The role of the NOX-ROS pathway in the pathogenesis of human diseases, especially CVDs, has been well-defined [58,59]. In addition, numerous studies have confirmed that the harmful effects of DEHP on physiological functions were mainly attributed to the generation of ROS [60,61,62]. Indeed, our current and previous results further support this notion as we have demonstrated that inhibition of the NOX-ROS pathway by APO or NAC suppressed the generation of superoxide and hydrogen peroxide and consequently prevented the DEHP-induced deregulation in LDLR protein expression and NO production in statin-treated hepatocytes and ECs [7], respectively. These results indicated that ROS plays a crucial role in DEHP-mediated interference with the therapeutic efficacy of statins. We have shown that treatment with NAC or APO avoided the DEHP-induced activation of TRPA1/Ca2+ signaling and LXRα-IDOL and PPARγ-PCSK9 pathways, and consequently restored the effect of simvastatin on the LDLR protein expression in hepatocytes. These findings were in agreement with those by Ogawa et al. and Mori et al., who found that ROS elicited the activation of TRPA1 channels and then stimulated intracellular signaling cascades by inducing cysteine sulfhydryl reactions [63,64]. Moreover, this observation was consistent with our previous findings that activation of the NOX−ROS pathway and TRPV1/Ca2+ signaling are required for the DEHP-mediated abolition of the statin-conferred pleiotropic protection in ECs [7]. Here, we ascertain the biological interplay between DEHP, the NOX-ROS pathway, TRPA1/Ca2+ signaling, and the lipid-lowering effect of statins in hepatocytes. Nevertheless, much remains to be learned about the detailed molecular mechanism underlying the DEHP-induced failure of statin therapy in ESRD patients undergoing dialysis.
Notably, several lines of evidence demonstrate that sexual dysfunction includes menstrual disturbances in women, erectile dysfunction in men, and decreased libido and infertility in both men and women with CKD [65]. Many factors are reported to be involved in the sexual disorders of CKD patients [65,66,67]; however, the detailed mechanism underlying the pathogenesis of CKD-mediated sexual dysfunction is still unclear.

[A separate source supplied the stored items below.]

PR #7725, opened 2020-05-04
MRG, FIX: Fix MRI orientations

### LINKED ISSUE #7221: Orientation in plot_bem
#### Describe the bug
Two things. The first one is more of a feature request: It might be nice to have an optional mri arguments to mne.viz.plot_bem to explicitly pass the location of the MRI file to use in mne.viz.plot_bem.

Second, in the current code of MNE, the orientation argument of mne.viz.plot_bem only produce correct visualization when the MRI volumes are in the "conform" space (e.g, running  mri_convert with --conform). E.g., here is the result with orientation == coronal for a volume that is not in the "conform" space:

image

To the extent that the volumes contain the metadata for the orientation, the plot_bem function should check the orientation metadata and either 1) throw an exception if using non-conform volumes would cause to many issues or 2) give an appropriate view of the volume if managing internally non-conform volumes is reasonable for MNE. I don't think the volume should be made "conform" by MNE, unless MNE also manage rotating all the other artifacts (e.g., BEM surfaces) so that they stay in registration with the volume.

Question: Are there other functions that would be impacted by non "conform" volume?

larsoner:
Closes #7221.

@christian-oreilly can you try it with your MRIs that are in non-standard orientation? I was able to check that the FreeSurfer-standard ones look okay, but don't have good MRIs to test for non-standard orientations. If you don't have them I could maybe resample these and regenerate BEMs but that sounds like too much work :)

This actually makes our code simpler and easier to read I think, which is nice.

### DIFF
--- a/mne/viz/misc.py
+++ b/mne/viz/misc.py
@@ -28,9 +28,10 @@ from ..surface import read_surface
 from ..io.proj import make_projector
 from ..io.pick import (_DATA_CH_TYPES_SPLIT, pick_types, pick_info,
                        pick_channels)
-from ..source_space import read_source_spaces, SourceSpaces, _read_mri_info
+from ..source_space import (read_source_spaces, SourceSpaces, _read_mri_info,
+                            _check_mri)
 from ..transforms import invert_transform, apply_trans
-from ..utils import (logger, verbose, get_subjects_dir, warn, _check_option,
+from ..utils import (logger, verbose, warn, _check_option,
                      _mask_to_onsets_offsets, _pl)
 from ..io.pick import _picks_by_type
 from ..filter import estimate_ringing_samples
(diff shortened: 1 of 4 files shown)


hoechenberger:
friendly ping to @christian-oreilly

mne/viz/misc.py
```diff
@@ -300,36 +301,28 @@ def _plot_mri_contours(mri_fname, surfaces, src, orientation='coronal',
...
+    axcodes = axcodes.replace('L', 'R').replace('P', 'A').replace('I', 'S')
     if orientation == 'coronal':
-        x, y, z = 0, 1, 2
+        x, y, z = axcodes.index('R'), axcodes.index('S'), axcodes.index('A')
     elif orientation == 'axial':
-        x, y, z = 2, 0, 1
+        x, y, z = axcodes.index('A'), axcodes.index('R'), axcodes.index('S')
     else:  # orientation == 'sagittal'
-        x, y, z = 2, 1, 0
+        x, y, z = axcodes.index('A'), axcodes.index('S'), axcodes.index('R')
```
jona-sassenhagen, line 320: I think I would do

```
orientation_to_xyz = {'coronal': ('R', 'S', 'A'), 'axial': ('A', 'R', 'S'), 'sagittal': ('A', 'S', 'R')}
x, y, z = [axcodes.index(coordinate) for coordinate in orientation_to_xyz[orientation]]
```

larsoner: Indeed that's nicer, pushing now

agramfort:
thx @larsoner

christian-oreilly:
@larsoner  Sorry for the late feedback. I do not have the MRI that prompted me to submit the issue #7221 anymore because I went around the issue by preprocessing all my MRI to a "conform" space in the meantime. But I always end up having to move data between pipelines and almost always run into issues with incompatible coordinate systems. So I found some MRI from a different project (originally processed in CIVET rather than FreeSurfer) that were not preprocessed to a conform to space and that is what I got:

Before to PR:
Screenshot from 2020-05-11 12-52-06

After the PR:
Screenshot from 2020-05-11 12-50-50

So... the fix works to the extent that it puts the MRI in coronal view when it is supposed to put it in this view. I think the rest is more about what level of user-friendliness you want to support (i.e., whether or not you would like to have it 100% aware of coordinate system so that it would invert axes if needed to display it in a standard orientation or leave it to the user to provide their MRI in a given coordinate system). At least, right now, it does the volume along the requested axis.

FYI, there appears to be some bug in the management of paths:

```
In [6]: import mne                                                              

In [7]: import os                                                               

In [8]: mne.viz.plot_bem("ShNe_V1_anlm0.5r", os.environ["SUBJECTS_DIR"])        
Using surface: /usr/local/freesurfer/subjects/ShNe_V1_anlm0.5r/bem/inner_skull.surf
Using surface: /usr/local/freesurfer/subjects/ShNe_V1_anlm0.5r/bem/outer_skull.surf
Using surface: /usr/local/freesurfer/subjects/ShNe_V1_anlm0.5r/bem/outer_skin.surf
Out[8]: <Figure size 780x706 with 12 Axes>

In [9]: mne.viz.plot_bem("ShNe_V1_anlm0.5r")                                    
<ipython-input-9-1980c44bfbfe> in <module>
----> 1 mne.viz.plot_bem("ShNe_V1_anlm0.5r")

~/code/mne-python/mne/viz/misc.py in plot_bem(subject, subjects_dir, orientation, slices, brain_surfaces, src, show, show_indices, mri)
    460 
    461     # Get the BEM surface filenames
--> 462     bem_path = op.join(subjects_dir, subject, 'bem')
    463 
    464     if not op.isdir(bem_path):

~/anaconda3/lib/python3.7/posixpath.py in join(a, *p)
     78     will be discarded.  An empty last part will result in a path that
     79     ends with a separator."""
---> 80     a = os.fspath(a)
     81     sep = _get_sep(a)
     82     path = a

TypeError: expected str, bytes or os.PathLike object, not NoneType
```

The call at "In [9]" should works as, according to the docstring, the subjects_dir argument can be left to None, in which case "the path is obtained by using the environment variable SUBJECTS_DIR." This error seems to have been introduced with this fix because it works fine when I revert to the MNE version I had before applying this fix.

larsoner:
Indeed I can see how this error was created. I can fix the flipping problem more easily if you can share their T1.mgz and `bem` directory with me privately...? In the meantime I can work on a fix either way

christian-oreilly:
@larsoner Sure, I'll sent these to you.

larsoner:
@christian-oreilly can you first try #7763 ? I think I only need the files if that PR does not work.

christian-oreilly:
@larsoner Sure, I'll do.

christian-oreilly:
@larsoner Yep, works fine! Both the orientation and the path thing. Nice work! :)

Testosterone deficiency is reported to play a critical role in the sexual disorders of CKD patients [66,68]. Interestingly, Beverly et al. reported that simvastatin and dipentyl phthalate inhibit the synthesis of testicular testosterone [68]. Moreover, combined treatment with simvastatin and dipentyl phthalate has an additive effect on the inhibition of testosterone production [69]. Whether statin treatment and the elevation of plasma DEHP are involved in the testosterone deficiency and sexual dysfunction in ESRD patients undergoing dialysis remain unclear. To this end, further investigations are required for clarifying the molecular mechanism behinds the unfavorable effects of statin therapy and DEHP leaked from medical tubes in the sexual problems of dialysis ESRD patients. On the other hand, changing the biomaterials in medical tubes [70] to reduce leakage of DEHP may prevent the complications induced by dialysis in ESRD patients.
Nevertheless, our present study has several limitations. First, Huh7 cells are tumor cells with altered cellular metabolism, which could be the critical limitation of our study. Second, in vitro observations in this study are not yet supported by in vivo studies and clinical data. To this end, further investigations defining the detrimental effects of DEHP and its metabolites on the beneficial effects of statins in ESRD patients with dialysis are required.

5. Conclusions

In conclusion, our findings suggest that DEHP activates NOX/ROS/TRPA1/Ca2+ signaling, which in turn induces protein degradation of LDLR mediated through the LXRα-IDOL and PPARγ-PCSK9 pathways, limiting the lipid-lowering effect of statins in hepatocytes. The molecular mechanisms revealed in this study provide new information for a better understanding of the detrimental effect mediated by DEHP on statin therapy in patients with ESRD undergoing dialysis and suggest new therapeutic targets for treating or preventing cardiovascular complications in CKD patients.

Supplementary Materials

The following supporting information can be downloaded at: https://www.mdpi.com/article/10.3390/antiox12020477/s1, Figure S1: DEHP induces SREBP2 protein expression in hepatocytes.

Author Contributions

B.-C.G., K.-L.K., J.-W.H. and C.-H.C., investigation, methodology, data curation, formal analysis, and writing—original draft; T.-S.L. and D.-C.T., conceptualization, supervision, and writing—review and editing. All authors have read and agreed to the published version of the manuscript.

Funding

This research received no external funding.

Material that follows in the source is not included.